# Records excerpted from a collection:
****
PR #7870, opened 2020-06-25
Propagate original extension errors

### LINKED ISSUE #7868: Extension throwing an exception provides no helpful debug info
**Describe the bug**
When an extension throws an exception, sphinx errors and halts, but provides no information on what the exception was or how to debug it further. It would be helpful if more information on the exception thrown could be shown, or the path to a log that can be further used to debug was shown.

**To Reproduce**
```
$ make html -d
GNU Make 3.81
Copyright (C) 2006  Free Software Foundation, Inc.
This is free software; see the source for copying conditions.
There is NO warranty; not even for MERCHANTABILITY or FITNESS FOR A
PARTICULAR PURPOSE.

This program built for i386-apple-darwin11.3.0
Reading makefiles...
Reading makefile `Makefile'...
Updating makefiles....
 Considering target file `Makefile'.
  File `Makefile' does not exist.
  Finished prerequisites of target file `Makefile'.
 Must remake target `Makefile'.
 Successfully remade target file `Makefile'.
Updating goal targets....
Considering target file `html'.
 File `html' does not exist.
 Looking for an implicit rule for `html'.
 Trying pattern rule with stem `html'.
 Trying rule prerequisite `Makefile'.
 Found an implicit rule for `html'.
  Pruning file `Makefile'.
 Finished prerequisites of target file `html'.
Must remake target `html'.
Putting child 0x7f9accc05790 (html) PID 51850 on the chain.
Live child 0x7f9accc05790 (html) PID 51850 
Running Sphinx v3.1.1
loading intersphinx inventory from https://docs.python.org/objects.inv...
intersphinx inventory has moved: https://docs.python.org/objects.inv -> https://docs.python.org/3/objects.inv

Extension error:
Handler <function process_automodsumm_generation at 0x7fcacc1d1160> for event 'builder-inited' threw an exception
Reaping losing child 0x7f9accc05790 PID 51850 
make: *** [html] Error 2
Removing child 0x7f9accc05790 PID 51850 from chain.
```

**Expected behavior**
More information on the exception thrown by the extension to be provided, so it can be debugged.

**Your project**
https://github.com/dstansby/soloswapy/

**Environment info**
- OS: [e.g. Unix/Linux/Mac/Win/other with version]: macos 10.15.5
- Python version: [e.g. 3.7.1] 3.8.3
- Sphinx version: [e.g. 1.8.2] 3.1.1
- Extra tools: [e.g. Browser, tex or something else]

dstansby:
Subject: Previously the `exc` error did not get propagated through to the constructor of `ExtensionError`. This fixes that so that the text of the original error gets printed.

### Feature or Bugfix

- Bugfix

### Purpose

### Detail
- <feature1 or bug1>
- <feature2 or bug2>

### Relates
- Fixes https://github.com/sphinx-doc/sphinx/issues/7868

### DIFF
--- a/sphinx/events.py
+++ b/sphinx/events.py
@@ -115,7 +115,7 @@ class EventManager:
                 raise
             except Exception as exc:
                 raise ExtensionError(__("Handler %r for event %r threw an exception") %
-                                     (listener.handler, name)) from exc
+                                     (listener.handler, name), exc) from exc
         return results
 
     def emit_firstresult(self, name: str, *args: Any,


sphinx/events.py
```diff
@@ -115,7 +115,7 @@ def emit(self, name: str, *args: Any,
                 raise
             except Exception as exc:
                 raise ExtensionError(__("Handler %r for event %r threw an exception") %
-                                     (listener.handler, name)) from exc
+                                     (listener.handler, name), exc)
```
tk0miya: I think it is better to show the exception in the message like "threw an exception: %r". What do you think?

Addition to this, `from exc` is still worthy. So adding `exc` as a new argument is better to me.

dstansby: `ExtensionError` has a custom `__str__` which prints `exc`, so I thought it was best to leave it to `__str__` to handle including `exc`:
https://github.com/sphinx-doc/sphinx/blob/03e85df6175258bd6d6ec24aaeed8fc74a335651/sphinx/errors.py#L57-L67

I'm not sure what you mean by the second bit - should I put back `from exc`?

tk0miya: Thank you for your comment. Indeed, it is not needed.

>I'm not sure what you mean by the second bit - should I put back from exc?

Yes. I think both giving `exc` as an argument and passing it via `from` clause is better.

dstansby: 👍 I've put back the `from exc`

tk0miya:
Merged. Thanks!

PR #7878, opened 2020-06-27
basic CSS: allow more "floating"

mgeier:
I wasn't aware of an IMHO very un-intuitive interaction between `overflow` and `float`: If an element has an `overflow` setting, preceding elements cannot "float" into it.

That's why I'm suggesting to remove the `overflow` setting from `admonition` and `topic`.

This partially reverts my previous PR #7542. I'm only keeping the `overflow` setting on `sidebar`, where "floating into it" is not desired anyway.

For the other elements, it looks like we cannot have perfect "overflow" and perfect "float" behavior at the same time.
Derived themes can still add their `overflow` settings if they want.

This also partially reverts my previous PR #7484. It allows "right floats" to float into `admonition` and `topic` elements (as was possible before #7484). It still doesn't allow floating into code blocks, because this would interact badly with their `overflow` behavior (which is more important).

### Feature or Bugfix

- Bugfix

### DIFF
--- a/CHANGES
+++ b/CHANGES
@@ -32,6 +32,7 @@ Bugs fixed
   an attribute and module that are same name
 * #7806: viewcode: Failed to resolve viewcode references on 3rd party builders
 * #7838: html theme: List items have extra vertical space
+* #7878: html theme: Undesired interaction between "overflow" and "float"
 
 Testing
 --------
--- a/sphinx/themes/basic/static/basic.css_t
+++ b/sphinx/themes/basic/static/basic.css_t
@@ -328,8 +328,8 @@ p.sidebar-title {
     font-weight: bold;
 }
 
-div.admonition, div.topic, pre, div[class|="highlight"] {
-    clear: both;
+div.admonition, div.topic, blockquote {
+    clear: left;
 }
 
 /* -- topics ---------------------------------------------------------------- */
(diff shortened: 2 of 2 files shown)


tk0miya (changes requested):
****
# TRY IT:
Each entry shown above should be copied out exactly.

# YOUR RESPONSE:
PR #7870, opened 2020-06-25
Propagate original extension errors

### LINKED ISSUE #7868: Extension throwing an exception provides no helpful debug info
**Describe the bug**
When an extension throws an exception, sphinx errors and halts, but provides no information on what the exception was or how to debug it further. It would be helpful if more information on the exception thrown could be shown, or the path to a log that can be further used to debug was shown.

**To Reproduce**
```
$ make html -d
GNU Make 3.81
Copyright (C) 2006  Free Software Foundation, Inc.
This is free software; see the source for copying conditions.
There is NO warranty; not even for MERCHANTABILITY or FITNESS FOR A
PARTICULAR PURPOSE.

This program built for i386-apple-darwin11.3.0
Reading makefiles...
Reading makefile `Makefile'...
Updating makefiles....
 Considering target file `Makefile'.
  File `Makefile' does not exist.
  Finished prerequisites of target file `Makefile'.
 Must remake target `Makefile'.
 Successfully remade target file `Makefile'.
Updating goal targets....
Considering target file `html'.
 File `html' does not exist.
 Looking for an implicit rule for `html'.
 Trying pattern rule with stem `html'.
 Trying rule prerequisite `Makefile'.
 Found an implicit rule for `html'.
  Pruning file `Makefile'.
 Finished prerequisites of target file `html'.
Must remake target `html'.
Putting child 0x7f9accc05790 (html) PID 51850 on the chain.
Live child 0x7f9accc05790 (html) PID 51850 
Running Sphinx v3.1.1
loading intersphinx inventory from https://docs.python.org/objects.inv...
intersphinx inventory has moved: https://docs.python.org/objects.inv -> https://docs.python.org/3/objects.inv

Extension error:
Handler <function process_automodsumm_generation at 0x7fcacc1d1160> for event 'builder-inited' threw an exception
Reaping losing child 0x7f9accc05790 PID 51850 
make: *** [html] Error 2
Removing child 0x7f9accc05790 PID 51850 from chain.
```

**Expected behavior**
More information on the exception thrown by the extension to be provided, so it can be debugged.

**Your project**
https://github.com/dstansby/soloswapy/

**Environment info**
- OS: [e.g. Unix/Linux/Mac/Win/other with version]: macos 10.15.5
- Python version: [e.g. 3.7.1] 3.8.3
- Sphinx version: [e.g. 1.8.2] 3.1.1
- Extra tools: [e.g. Browser, tex or something else]

dstansby:
Subject: Previously the `exc` error did not get propagated through to the constructor of `ExtensionError`. This fixes that so that the text of the original error gets printed.

### Feature or Bugfix

- Bugfix

### Purpose

### Detail
- <feature1 or bug1>
- <feature2 or bug2>

### Relates
- Fixes https://github.com/sphinx-doc/sphinx/issues/7868

### DIFF
--- a/sphinx/events.py
+++ b/sphinx/events.py
@@ -115,7 +115,7 @@ class EventManager:
                 raise
             except Exception as exc:
                 raise ExtensionError(__("Handler %r for event %r threw an exception") %
-                                     (listener.handler, name)) from exc
+                                     (listener.handler, name), exc) from exc
         return results
 
     def emit_firstresult(self, name: str, *args: Any,


sphinx/events.py
```diff
@@ -115,7 +115,7 @@ def emit(self, name: str, *args: Any,
                 raise
             except Exception as exc:
                 raise ExtensionError(__("Handler %r for event %r threw an exception") %
-                                     (listener.handler, name)) from exc
+                                     (listener.handler, name), exc)
```
tk0miya: I think it is better to show the exception in the message like "threw an exception: %r". What do you think?

Addition to this, `from exc` is still worthy. So adding `exc` as a new argument is better to me.

dstansby: `ExtensionError` has a custom `__str__` which prints `exc`, so I thought it was best to leave it to `__str__` to handle including `exc`:
https://github.com/sphinx-doc/sphinx/blob/03e85df6175258bd6d6ec24aaeed8fc74a335651/sphinx/errors.py#L57-L67

I'm not sure what you mean by the second bit - should I put back `from exc`?

tk0miya: Thank you for your comment. Indeed, it is not needed.

>I'm not sure what you mean by the second bit - should I put back from exc?

Yes. I think both giving `exc` as an argument and passing it via `from` clause is better.

dstansby: 👍 I've put back the `from exc`

tk0miya:
Merged. Thanks!

PR #7878, opened 2020-06-27
basic CSS: allow more "floating"

mgeier:
I wasn't aware of an IMHO very un-intuitive interaction between `overflow` and `float`: If an element has an `overflow` setting, preceding elements cannot "float" into it.

That's why I'm suggesting to remove the `overflow` setting from `admonition` and `topic`.

This partially reverts my previous PR #7542. I'm only keeping the `overflow` setting on `sidebar`, where "floating into it" is not desired anyway.

For the other elements, it looks like we cannot have perfect "overflow" and perfect "float" behavior at the same time.
Derived themes can still add their `overflow` settings if they want.

This also partially reverts my previous PR #7484. It allows "right floats" to float into `admonition` and `topic` elements (as was possible before #7484). It still doesn't allow floating into code blocks, because this would interact badly with their `overflow` behavior (which is more important).

### Feature or Bugfix

- Bugfix

### DIFF
--- a/CHANGES
+++ b/CHANGES
@@ -32,6 +32,7 @@ Bugs fixed
   an attribute and module that are same name
 * #7806: viewcode: Failed to resolve viewcode references on 3rd party builders
 * #7838: html theme: List items have extra vertical space
+* #7878: html theme: Undesired interaction between "overflow" and "float"
 
 Testing
 --------
--- a/sphinx/themes/basic/static/basic.css_t
+++ b/sphinx/themes/basic/static/basic.css_t
@@ -328,8 +328,8 @@ p.sidebar-title {
     font-weight: bold;
 }
 
-div.admonition, div.topic, pre, div[class|="highlight"] {
-    clear: both;
+div.admonition, div.topic, blockquote {
+    clear: left;
 }
 
 /* -- topics ---------------------------------------------------------------- */
(diff shortened: 2 of 2 files shown)


tk0miya (changes requested):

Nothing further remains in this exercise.